# Replacing Light Bulbs



## GoVols (Oct 7, 2005)

This site is just full of great ideas. I intially wanted to replace the lights over the bunks with the aircraft style lights, but put that off for now. The quad bunk and rear queen lights are just too bright and in your face for reading. I was also concerned about their amp draw for when we go dry camping this fall.

Until reading here, I didn't realize the standard bulbs in the camper were 18 watt bulbs, drawing 1.5 amps!
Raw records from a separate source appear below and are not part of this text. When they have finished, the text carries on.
PR #14736, opened 2025-09-02
Fix latest items grouping by collection type

### LINKED ISSUE #14735: [10.11.0] Grouped movies folders only display one recently added item
### Description of the bug

In 10.11, recent items display as expected in an ungrouped movie library.  However, when two or more movie library folders are grouped, only one item appears in the recent items section. This issue is specific to Movie libraries with groupedfolders.

Note: This is a 10.11.0-specific issue. It is not related to the previous issue in 10.10.x, where scanning bulk episodes in a Series library caused only one episode to appear. That issue has already been resolved in 10.11.

### Reproduction steps

1. On 10.11.0 have two movie libraries, then group them in the Home menu where it says: Automatically group content from the following folders..  

Only 1 item is displayed in the recently added section

There should be more than one item displayed

### Jellyfin Server version

Master

### Specify commit id

_No response_

_No response_

### Specify version number

_No response_

### Specify the build version

10.11.0 RC5

### Environment

```markdown
Irrelevant
```

### Jellyfin logs

```shell
None
```

### FFmpeg logs

```shell

```

### Client / Browser logs

_No response_

_No response_

### Additional information

_No response_

theguymadmax:
**Changes**
Update `UserViewManager` to correctly detect collection types by checking both ICollectionFolder and UserView objects. This replaces the previous `All()`-based checks, which caused grouped movies to be misclassified as a tvshows collection type.

**Issues**
Fixes #14735

### DIFF
--- a/Emby.Server.Implementations/Library/UserViewManager.cs
+++ b/Emby.Server.Implementations/Library/UserViewManager.cs
@@ -381,7 +381,7 @@ namespace Emby.Server.Implementations.Library
                         UserView userView => userView.CollectionType,
                         _ => null
                     })
-                    .FirstOrDefault(type => type != null);
+                    .FirstOrDefault(type => type is not null);
 
                 if (collectionType == CollectionType.tvshows)
                 {


Emby.Server.Implementations/Library/UserViewManager.cs
```diff
@@ -374,13 +374,22 @@ private IReadOnlyList<BaseItem> GetItemsForLatestItems(User user, LatestItemsQue
...
             {
-                if (parents.OfType<ICollectionFolder>().All(i => i.CollectionType == CollectionType.tvshows))
+                var collectionType = parents
+                    .Select(parent => parent switch
+                    {
+                        ICollectionFolder collectionFolder => collectionFolder.CollectionType,
+                        UserView userView => userView.CollectionType,
+                        _ => null
+                    })
+                    .FirstOrDefault(type => type != null);
```
Bond-009:
```suggestion
                    .FirstOrDefault(type => type is not null);
```

JPVenson (approved):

Based on a suggestion found here, I went to Home Depot today and found a smorgasboard of 12V bulbs to choose from! Just so happens that the bulbs used for outdoor low voltage lighting fit the OB's light fixtures. They had 4W, 7W, 11W and 18W bulbs! I bought a couple of packages of 7 watt bulbs and replaced the too-bright bunk and rear slide bulbs. What a difference they made! Those lights are now decent reading lamps, with the added benefit of drawing 60% less amps!

I may even experiment with the 4W bulbs (78% less amps) as reading lights and try the 11W bulbs (39% less amps) for the main cabin lights.

Outbackers.com has created a light bulb monster!


----------



## N7OQ (Jun 10, 2006)

Good tip, I too have been looking for a lower amperage solution. I have thought about buying Fluorescent replacements but not sure if I would like the Color temperature.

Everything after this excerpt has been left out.